What the exercise asks: The answer should match the records character for character.

[Saved data entries]
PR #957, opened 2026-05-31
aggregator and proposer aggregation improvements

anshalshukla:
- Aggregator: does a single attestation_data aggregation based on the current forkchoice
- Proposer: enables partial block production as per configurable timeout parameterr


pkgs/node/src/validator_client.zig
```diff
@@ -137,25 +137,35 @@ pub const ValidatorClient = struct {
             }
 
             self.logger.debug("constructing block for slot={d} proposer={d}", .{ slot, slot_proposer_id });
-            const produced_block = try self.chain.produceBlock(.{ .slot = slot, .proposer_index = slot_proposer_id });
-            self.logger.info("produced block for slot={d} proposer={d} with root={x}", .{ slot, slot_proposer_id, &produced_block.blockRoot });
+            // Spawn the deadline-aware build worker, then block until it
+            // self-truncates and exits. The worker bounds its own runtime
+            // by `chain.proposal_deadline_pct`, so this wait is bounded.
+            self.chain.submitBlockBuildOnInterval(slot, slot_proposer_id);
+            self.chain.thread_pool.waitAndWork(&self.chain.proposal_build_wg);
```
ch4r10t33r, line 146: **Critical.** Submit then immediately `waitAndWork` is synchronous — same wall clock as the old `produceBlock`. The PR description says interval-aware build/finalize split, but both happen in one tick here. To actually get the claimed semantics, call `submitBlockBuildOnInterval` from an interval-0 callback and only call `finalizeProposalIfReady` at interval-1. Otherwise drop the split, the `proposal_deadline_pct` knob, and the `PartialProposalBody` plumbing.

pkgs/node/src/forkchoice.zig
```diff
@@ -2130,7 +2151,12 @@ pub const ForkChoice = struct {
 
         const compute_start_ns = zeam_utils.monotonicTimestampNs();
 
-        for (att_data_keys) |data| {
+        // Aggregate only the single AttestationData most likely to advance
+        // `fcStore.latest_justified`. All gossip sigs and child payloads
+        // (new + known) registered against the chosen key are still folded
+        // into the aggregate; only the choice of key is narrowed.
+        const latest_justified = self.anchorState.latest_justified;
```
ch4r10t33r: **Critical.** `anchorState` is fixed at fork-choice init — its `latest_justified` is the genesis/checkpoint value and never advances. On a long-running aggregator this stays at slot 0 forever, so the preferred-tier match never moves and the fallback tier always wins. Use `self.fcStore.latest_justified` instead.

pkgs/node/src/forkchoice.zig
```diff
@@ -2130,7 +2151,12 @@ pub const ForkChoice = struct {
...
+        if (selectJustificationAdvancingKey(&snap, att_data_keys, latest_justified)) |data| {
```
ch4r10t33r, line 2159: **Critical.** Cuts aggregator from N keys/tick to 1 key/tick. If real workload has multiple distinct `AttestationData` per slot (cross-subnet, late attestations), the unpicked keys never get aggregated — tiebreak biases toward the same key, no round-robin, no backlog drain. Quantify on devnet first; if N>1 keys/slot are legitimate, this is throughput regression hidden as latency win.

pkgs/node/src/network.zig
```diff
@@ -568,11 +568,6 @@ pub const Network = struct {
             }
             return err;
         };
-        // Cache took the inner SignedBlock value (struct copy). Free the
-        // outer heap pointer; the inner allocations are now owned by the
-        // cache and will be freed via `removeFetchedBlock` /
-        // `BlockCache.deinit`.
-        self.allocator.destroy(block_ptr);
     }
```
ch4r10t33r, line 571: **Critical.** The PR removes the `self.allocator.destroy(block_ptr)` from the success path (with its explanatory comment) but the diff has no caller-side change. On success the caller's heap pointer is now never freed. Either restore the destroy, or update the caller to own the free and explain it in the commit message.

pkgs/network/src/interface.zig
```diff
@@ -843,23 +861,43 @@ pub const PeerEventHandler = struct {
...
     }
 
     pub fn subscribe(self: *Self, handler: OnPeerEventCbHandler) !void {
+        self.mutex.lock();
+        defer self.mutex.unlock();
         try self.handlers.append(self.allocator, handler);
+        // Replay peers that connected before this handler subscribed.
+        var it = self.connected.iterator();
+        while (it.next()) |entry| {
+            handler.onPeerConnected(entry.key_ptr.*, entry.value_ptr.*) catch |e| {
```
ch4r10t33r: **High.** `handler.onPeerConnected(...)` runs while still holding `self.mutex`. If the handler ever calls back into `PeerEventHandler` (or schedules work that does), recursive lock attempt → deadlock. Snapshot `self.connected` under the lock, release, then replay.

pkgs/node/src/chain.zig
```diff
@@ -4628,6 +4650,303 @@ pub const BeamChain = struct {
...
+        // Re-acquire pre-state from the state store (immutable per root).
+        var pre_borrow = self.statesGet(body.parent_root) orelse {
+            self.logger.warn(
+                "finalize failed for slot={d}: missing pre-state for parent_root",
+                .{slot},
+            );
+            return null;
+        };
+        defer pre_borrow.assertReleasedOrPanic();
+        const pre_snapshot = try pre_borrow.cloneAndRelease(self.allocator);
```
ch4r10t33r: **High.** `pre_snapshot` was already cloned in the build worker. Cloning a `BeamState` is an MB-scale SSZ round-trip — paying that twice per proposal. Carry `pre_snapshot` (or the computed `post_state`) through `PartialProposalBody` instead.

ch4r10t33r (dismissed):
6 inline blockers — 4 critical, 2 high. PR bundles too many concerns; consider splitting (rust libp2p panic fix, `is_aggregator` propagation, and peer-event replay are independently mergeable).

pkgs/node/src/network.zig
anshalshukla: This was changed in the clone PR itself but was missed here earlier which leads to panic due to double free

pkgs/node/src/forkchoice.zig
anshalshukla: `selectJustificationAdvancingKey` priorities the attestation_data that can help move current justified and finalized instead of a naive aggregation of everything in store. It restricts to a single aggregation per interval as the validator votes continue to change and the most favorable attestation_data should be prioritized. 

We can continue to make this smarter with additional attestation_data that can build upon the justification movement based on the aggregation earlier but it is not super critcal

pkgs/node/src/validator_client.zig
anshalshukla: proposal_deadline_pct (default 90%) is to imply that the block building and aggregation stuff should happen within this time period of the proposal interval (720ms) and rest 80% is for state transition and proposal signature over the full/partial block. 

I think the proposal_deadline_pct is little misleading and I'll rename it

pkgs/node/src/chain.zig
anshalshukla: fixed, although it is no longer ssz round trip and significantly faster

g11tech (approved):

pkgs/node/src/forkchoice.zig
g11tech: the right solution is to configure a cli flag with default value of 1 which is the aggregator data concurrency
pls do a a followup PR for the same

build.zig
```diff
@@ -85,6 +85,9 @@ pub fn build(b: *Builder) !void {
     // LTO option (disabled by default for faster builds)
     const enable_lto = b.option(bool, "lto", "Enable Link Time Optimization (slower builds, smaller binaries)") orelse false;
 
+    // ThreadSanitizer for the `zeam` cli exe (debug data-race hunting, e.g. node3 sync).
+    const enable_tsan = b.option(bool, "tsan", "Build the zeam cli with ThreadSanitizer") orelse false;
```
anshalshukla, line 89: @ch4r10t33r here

Result of the task:
PR #957, opened 2026-05-31
aggregator and proposer aggregation improvements

anshalshukla:
- Aggregator: does a single attestation_data aggregation based on the current forkchoice
- Proposer: enables partial block production as per configurable timeout parameterr


pkgs/node/src/validator_client.zig
```diff
@@ -137,25 +137,35 @@ pub const ValidatorClient = struct {
             }
 
             self.logger.debug("constructing block for slot={d} proposer={d}", .{ slot, slot_proposer_id });
-            const produced_block = try self.chain.produceBlock(.{ .slot = slot, .proposer_index = slot_proposer_id });
-            self.logger.info("produced block for slot={d} proposer={d} with root={x}", .{ slot, slot_proposer_id, &produced_block.blockRoot });
+            // Spawn the deadline-aware build worker, then block until it
+            // self-truncates and exits. The worker bounds its own runtime
+            // by `chain.proposal_deadline_pct`, so this wait is bounded.
+            self.chain.submitBlockBuildOnInterval(slot, slot_proposer_id);
+            self.chain.thread_pool.waitAndWork(&self.chain.proposal_build_wg);
```
ch4r10t33r, line 146: **Critical.** Submit then immediately `waitAndWork` is synchronous — same wall clock as the old `produceBlock`. The PR description says interval-aware build/finalize split, but both happen in one tick here. To actually get the claimed semantics, call `submitBlockBuildOnInterval` from an interval-0 callback and only call `finalizeProposalIfReady` at interval-1. Otherwise drop the split, the `proposal_deadline_pct` knob, and the `PartialProposalBody` plumbing.

pkgs/node/src/forkchoice.zig
```diff
@@ -2130,7 +2151,12 @@ pub const ForkChoice = struct {
 
         const compute_start_ns = zeam_utils.monotonicTimestampNs();
 
-        for (att_data_keys) |data| {
+        // Aggregate only the single AttestationData most likely to advance
+        // `fcStore.latest_justified`. All gossip sigs and child payloads
+        // (new + known) registered against the chosen key are still folded
+        // into the aggregate; only the choice of key is narrowed.
+        const latest_justified = self.anchorState.latest_justified;
```
ch4r10t33r: **Critical.** `anchorState` is fixed at fork-choice init — its `latest_justified` is the genesis/checkpoint value and never advances. On a long-running aggregator this stays at slot 0 forever, so the preferred-tier match never moves and the fallback tier always wins. Use `self.fcStore.latest_justified` instead.

pkgs/node/src/forkchoice.zig
```diff
@@ -2130,7 +2151,12 @@ pub const ForkChoice = struct {
...
+        if (selectJustificationAdvancingKey(&snap, att_data_keys, latest_justified)) |data| {
```
ch4r10t33r, line 2159: **Critical.** Cuts aggregator from N keys/tick to 1 key/tick. If real workload has multiple distinct `AttestationData` per slot (cross-subnet, late attestations), the unpicked keys never get aggregated — tiebreak biases toward the same key, no round-robin, no backlog drain. Quantify on devnet first; if N>1 keys/slot are legitimate, this is throughput regression hidden as latency win.

pkgs/node/src/network.zig
```diff
@@ -568,11 +568,6 @@ pub const Network = struct {
             }
             return err;
         };
-        // Cache took the inner SignedBlock value (struct copy). Free the
-        // outer heap pointer; the inner allocations are now owned by the
-        // cache and will be freed via `removeFetchedBlock` /
-        // `BlockCache.deinit`.
-        self.allocator.destroy(block_ptr);
     }
```
ch4r10t33r, line 571: **Critical.** The PR removes the `self.allocator.destroy(block_ptr)` from the success path (with its explanatory comment) but the diff has no caller-side change. On success the caller's heap pointer is now never freed. Either restore the destroy, or update the caller to own the free and explain it in the commit message.

pkgs/network/src/interface.zig
```diff
@@ -843,23 +861,43 @@ pub const PeerEventHandler = struct {
...
     }
 
     pub fn subscribe(self: *Self, handler: OnPeerEventCbHandler) !void {
+        self.mutex.lock();
+        defer self.mutex.unlock();
         try self.handlers.append(self.allocator, handler);
+        // Replay peers that connected before this handler subscribed.
+        var it = self.connected.iterator();
+        while (it.next()) |entry| {
+            handler.onPeerConnected(entry.key_ptr.*, entry.value_ptr.*) catch |e| {
```
ch4r10t33r: **High.** `handler.onPeerConnected(...)` runs while still holding `self.mutex`. If the handler ever calls back into `PeerEventHandler` (or schedules work that does), recursive lock attempt → deadlock. Snapshot `self.connected` under the lock, release, then replay.

pkgs/node/src/chain.zig
```diff
@@ -4628,6 +4650,303 @@ pub const BeamChain = struct {
...
+        // Re-acquire pre-state from the state store (immutable per root).
+        var pre_borrow = self.statesGet(body.parent_root) orelse {
+            self.logger.warn(
+                "finalize failed for slot={d}: missing pre-state for parent_root",
+                .{slot},
+            );
+            return null;
+        };
+        defer pre_borrow.assertReleasedOrPanic();
+        const pre_snapshot = try pre_borrow.cloneAndRelease(self.allocator);
```
ch4r10t33r: **High.** `pre_snapshot` was already cloned in the build worker. Cloning a `BeamState` is an MB-scale SSZ round-trip — paying that twice per proposal. Carry `pre_snapshot` (or the computed `post_state`) through `PartialProposalBody` instead.

ch4r10t33r (dismissed):
6 inline blockers — 4 critical, 2 high. PR bundles too many concerns; consider splitting (rust libp2p panic fix, `is_aggregator` propagation, and peer-event replay are independently mergeable).

pkgs/node/src/network.zig
anshalshukla: This was changed in the clone PR itself but was missed here earlier which leads to panic due to double free

pkgs/node/src/forkchoice.zig
anshalshukla: `selectJustificationAdvancingKey` priorities the attestation_data that can help move current justified and finalized instead of a naive aggregation of everything in store. It restricts to a single aggregation per interval as the validator votes continue to change and the most favorable attestation_data should be prioritized. 

We can continue to make this smarter with additional attestation_data that can build upon the justification movement based on the aggregation earlier but it is not super critcal

pkgs/node/src/validator_client.zig
anshalshukla: proposal_deadline_pct (default 90%) is to imply that the block building and aggregation stuff should happen within this time period of the proposal interval (720ms) and rest 80% is for state transition and proposal signature over the full/partial block. 

I think the proposal_deadline_pct is little misleading and I'll rename it

pkgs/node/src/chain.zig
anshalshukla: fixed, although it is no longer ssz round trip and significantly faster

g11tech (approved):

pkgs/node/src/forkchoice.zig
g11tech: the right solution is to configure a cli flag with default value of 1 which is the aggregator data concurrency
pls do a a followup PR for the same

build.zig
```diff
@@ -85,6 +85,9 @@ pub fn build(b: *Builder) !void {
     // LTO option (disabled by default for faster builds)
     const enable_lto = b.option(bool, "lto", "Enable Link Time Optimization (slower builds, smaller binaries)") orelse false;
 
+    // ThreadSanitizer for the `zeam` cli exe (debug data-race hunting, e.g. node3 sync).
+    const enable_tsan = b.option(bool, "tsan", "Build the zeam cli with ThreadSanitizer") orelse false;
```
anshalshukla, line 89: @ch4r10t33r here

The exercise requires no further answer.